Don't get me wrong....by back and feet will ache like no other after a long day, but I have been able to get through it. I was worried about the last open day because they really wipe me out. It takes long hours to get everything ready and the day of I'm up at 3am filling the weekend orders (and I had A LOT of them this time), while my husband gets everything organized and out for the customers. I reduced the amount of cupcakes I did, and thankfully my husband has gotten so good at running the front that I was able to focus on getting weekend orders done most of the day and only jump out front when a line built up.
I just did my last wedding before baby last weekend-which is so strange to think about! Weddings start up again for me August 20th so things will be getting very crazy around here soon. Which brings me to "time off." I've been getting a lot of questions about how much time I will taking off and when I will be taking orders (understandably so). And my answer is....I don't have an answer!
I don't have a scheduled leave. I currently still have orders coming in up until my due date-all these people are aware that if I go to the hospital their orders won't get filled. After I get home from the hospital, my plan is to take in inquiries and fill them based on how I feel. So I'm basically taking it day by day and order by order. If someone needs something and I am feeling up to it and have the availability, I'll fill the order! If I'm having a rough couple of days and don't feel up to it, then I will pass. Obviously I have the weddings to do regardless...I'm just going to "buck up" for those....so depending on when I go into labor and all of that, it will really depend on when I go back into things full boar. So I am telling people to not be afraid to ask; I will fill whatever orders I can!
Now I'm sure a lot of you are thinking "girl...you don't know what's about to hit you...your crazy if you think you can deal with a newborn and bake/run this business right away." I've gotten a lot of blank stares and somewhat sarcastic "good lucks" from people when I try to explain my plan to people. But guess what? Steph's Sweet Treats is my business....I'm the ONLY baker (and yes I like it this way and plan on keeping it this way). If I don't continue to fill orders-people will go elsewhere. I know it happens. But the more I turn away, the more potential customers and returning customers I could lose. And it's not free to run a bakery! I still have upkeep to pay for, bills to pay...not to mention my own livelihood to account for.
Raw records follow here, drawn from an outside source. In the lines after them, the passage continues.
PR #583, opened 2024-02-08
Fixed bug due to elixir_sense upgrade

scohen:
When elixir_sense was upgraded, it added an :alias subtype for module completions, which we didn't handle, so all aliases failed to complete.


scohen:
Going to merge this, it's a pretty annoying bug.

PR #586, opened 2024-02-08
Entity.resolve resolves defstruct correctly

### LINKED ISSUE #569: Entity.resolve fails on `defstruct`
given the following code:
```elixir
defmodule Struct do 
  defstruct [:foo]
```

`Entity.resolve` cannot resolve the call to defstruct on the second line, no matter where the cursor position is.

Expected behavior: `{:ok, {:call, Kernel, :defstruct, 2}}`. Actual behavior: `{:error, :not_found}`

scohen:
Fixes #569

### DIFF
--- a/apps/remote_control/lib/lexical/remote_control/code_intelligence/entity.ex
+++ b/apps/remote_control/lib/lexical/remote_control/code_intelligence/entity.ex
@@ -63,18 +63,28 @@ defmodule Lexical.RemoteControl.CodeIntelligence.Entity do
     resolve_alias(chars, node_range, analysis, position)
   end
 
-  defp resolve({:local_or_var, 'defstruct'}, node_range, _analysis, _position) do
-    {:ok, {:call, Kernel, :defstruct, 1}, node_range}
-  end
-
   defp resolve({:local_or_var, chars}, node_range, analysis, position) do
     maybe_fun = List.to_atom(chars)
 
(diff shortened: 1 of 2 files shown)


apps/remote_control/lib/lexical/remote_control/code_intelligence/entity.ex
```diff
@@ -63,6 +63,10 @@ defmodule Lexical.RemoteControl.CodeIntelligence.Entity do
     resolve_alias(chars, node_range, analysis, position)
   end
 
+  defp resolve({:local_or_var, 'defstruct'}, node_range, _analysis, _position) do
```
zachallaun, line 66: Why does this need to be special-cased? Shouldn't this be resolved by looking at imports?

For instance, while ill-advised, one could shadow `defstruct` and use their own wrapper, e.g.

```elixir
defmodule MyModule do
  import Kernel, except: [defstruct: 1]
  import MyDefstruct
  
  # from MyDefstruct
  defstruct x: 1, y: 2
end
```

scohen: It's a little unclear to me how entity should handle this generically though. There's a local or var case already, but that seems to want to return a 0 arity call.

scohen: worse, i cannot find a way to reliably determine the arity of the function in question if it doesn't have parens.

scohen: ok, i took another stab at it.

I don't think it's going to be a cake walk (no pun intended); and I never said it would be easy; I know I will be exhausted and it will be harder than I can ever imagine....but it's my business and my family and it's how I want to do things. I hope everyone can respect that. Thankfully, I will have help with the baby and I can hopefully work my schedule around the baby and the baking. And don't you worry, I will take in every second I get with my baby-so please don't think I will be pushing aside my child for my business, because that is NOT what I am saying.
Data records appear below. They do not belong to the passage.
PR #592, opened 2024-02-13
Removed select_all() from backend in favor of a reduce function

scohen:
There are several places where we're pulling all the entries from the backend, processing them and throwing them out. This creates memory pressure on every process involved in handing the entries.

Instead of that, it makes more sense to expose a reduce function inside the backend that allows you to process the entries however you want, and only the data you care about is pulled through the processes.

This saves around 250mb running the lexical project on my laptop.

### DIFF
--- a/apps/remote_control/lib/lexical/remote_control/search/indexer.ex
+++ b/apps/remote_control/lib/lexical/remote_control/search/indexer.ex
@@ -30,7 +30,7 @@ defmodule Lexical.RemoteControl.Search.Indexer do
   end
 
   defp do_update_index(%Project{} = project, backend) do
-    path_to_last_index_at =
+    path_to_ids =
       backend.reduce(%{}, fn %Entry{path: path} = entry, path_to_ids when is_integer(entry.id) ->
         Map.update(path_to_ids, path, entry.id, &max(&1, entry.id))
       end)
@@ -40,16 +40,16 @@ defmodule Lexical.RemoteControl.Search.Indexer do
       |> indexable_files
       |> MapSet.new()
 
-    previously_indexed_paths = MapSet.new(path_to_last_index_at, fn {path, _} -> path end)
+    previously_indexed_paths = MapSet.new(path_to_ids, fn {path, _} -> path end)
 
     new_paths = MapSet.difference(project_files, previously_indexed_paths)
 
     {paths_to_examine, paths_to_delete} =
-      Enum.split_with(path_to_last_index_at, fn {path, _} -> File.regular?(path) end)
+      Enum.split_with(path_to_ids, fn {path, _} -> File.regular?(path) end)
 
     changed_paths =
-      for {path, updated_at_timestamp} <- paths_to_examine,
-          newer_than?(path, updated_at_timestamp) do
+      for {path, id} <- paths_to_examine,
+          newer_than?(path, id) do
         path
       end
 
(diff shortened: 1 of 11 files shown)


apps/remote_control/lib/lexical/remote_control/search/indexer.ex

It will be a learning curve, but I am up for the challenge. Opening a small local business as a female in my early 20's wasn't easy and still isn't easy. Maybe I just like a good challenge? Or maybe I'm insane...either way, I'm up for it and will face this head on and keep up my confidence in myself, even if others think I"m crazy for it.
Thank you to everyone who has supported me and this business. A crazy whirlwind of excitement (and exhaustion) is about to blow through and I can't wait! Thank you for another week of orders!